In a co-pending application of Lee R. Zehner, Ser. No. 658,833, filed May 13, 1976, entitled PROCESS FOR THE PREPARATION OF OXALATE ESTERS and incorporated herein by reference, there is disclosed a process for the oxidative carbonylation of an alcohol with oxygen and carbon monoxide in the presence of a specific catalyst system to prepare oxalate esters. While oxalate esters find commercial application as solvents and as dye intermediates and the preparation of pharmaceuticals, there is nothing in the literature describing the vapor phase conversion of oxalate esters to produce the commercially valuable ethylene glycol.
The present invention is directed to an effective method for the vapor phase hydrogenation of oxalate esters to produce ethylene glycol. More particularly, the present process relates to the synthesis of ethylene glycol by hydrogenating oxalate esters at elevated temperatures and at relatively low hydrogen pressures in the presence of a hydrogenation catalyst such as a copper zinc chromite catalyst, a copper/alumina catalyst and other mixed copper and metal oxide hydrogenation catalysts, supported or unsupported, and mixtures thereof and useful as suitable catalysts for the hydrogenation in the vapor phase of an oxalate ester to produce ethylene glycol in high yield.

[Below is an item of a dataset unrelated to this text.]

PR #35, opened 2020-02-11
convolve: Optimize and special-case floats

jepler:
Special casing floats decreases runtime to about 45% of original (applying a 117-tap filter to 512 points of data goes from 70ms to 32ms)

The top_n/bot_n calculations already meant that the a/c indices were never out of range.  This decreases runtime further to about 15% of original (11ms)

A number of prior art processes have been proposed for the preparation of alcohols and glycols by hydrogenation of certain esters of monobasic and higher dibasic acids in liquid phase and esters of hydroxy acetic acid in vapor phase reaction systems.

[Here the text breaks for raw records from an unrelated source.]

PR #36, opened 2020-02-12
filter_convolve: fix build error

jepler:
My earlier change introduced a build error, at least under circuitpython.  I'm not sure why I didn't find this before making the pull request, sorry for the trouble.


v923z:
No problem, and thanks for fixing it!

PR #37, opened 2020-02-12
Make portable to CircuitPython within same codebase

jepler:
Testing performed: Built both circuitpython (ulab PR branch, unix port) and micropython (master branch, unix port) with the same ulab sources.  Ran basic smoketest of creating an ndarray via the ulab.array constructor, including dtype keyword argument.


v923z:
Jeff, this looks good to me. I will just have to remind myself to stick to the convention now;)

PR #39, opened 2020-02-16
Perform continuous integration using github actions

jepler:
On Discord, I mentioned the idea of automatically testing ulab using github actions.

This pull request will build micropython's master branch with ulab support, and then run the tests in tests/

At this time, there's only one test and it's not very useful.  However, new tests can be added by creating a ".py" and a ".py.exp" file.  Then, on future changes such as pushes and pull requests, information about the success or failure can be found in the "actions" tab, or attached to the pull request page itself.

When ulab and numpy are "similar", there's a way of testing that doesn't involve ".exp" files but instead  would run numpy under python3.  After adding steps to install numpy, a test would look similar to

An article by H. Adkins, in R. Adams et al, ed., Organic Reactions, Vol. VIII, Chapter 1, John Wiley and Sons, Inc., New York, 1954, pp. 1-27, sets forth a general mechanism for the liquid phase hydrogenation of esters to alcohols in which it is mentioned that in the liquid phase, diethyl oxalate gives a good yield of ethylene glycol but only with a pressure much higher than normal liquid phase hydrogen pressures, i.e., higher than 4000 psi.
U.S. Pat. No. 2,305,104 discloses a process for the vapor phase hydrogenation of alkyl esters of hydroxy acetic acid utilizing a dual catalyst charged reaction zone at temperatures between 150.degree. C. and 300.degree. C. and pressures from 10 to 1000 atmospheres or higher.
British Pat. Nos. 555,240 and 575,380 disclose processes for the vapor phase catalytic hydrogenation of hydroxy acetic acid and its derivatives (esters) and an ester of glycollic acid respectively at temperatures ranging from 150.degree. C. to 300.degree. C. and pressures of from 10 to 1000 atmospheres to produce ethylene glycol.
Ethylene glycol is a valuable commercial chemical and finds application in deicing fluids, antifreeze, hydraulic fluids, manufacture of alkyd resins, solvents and polyester fibers.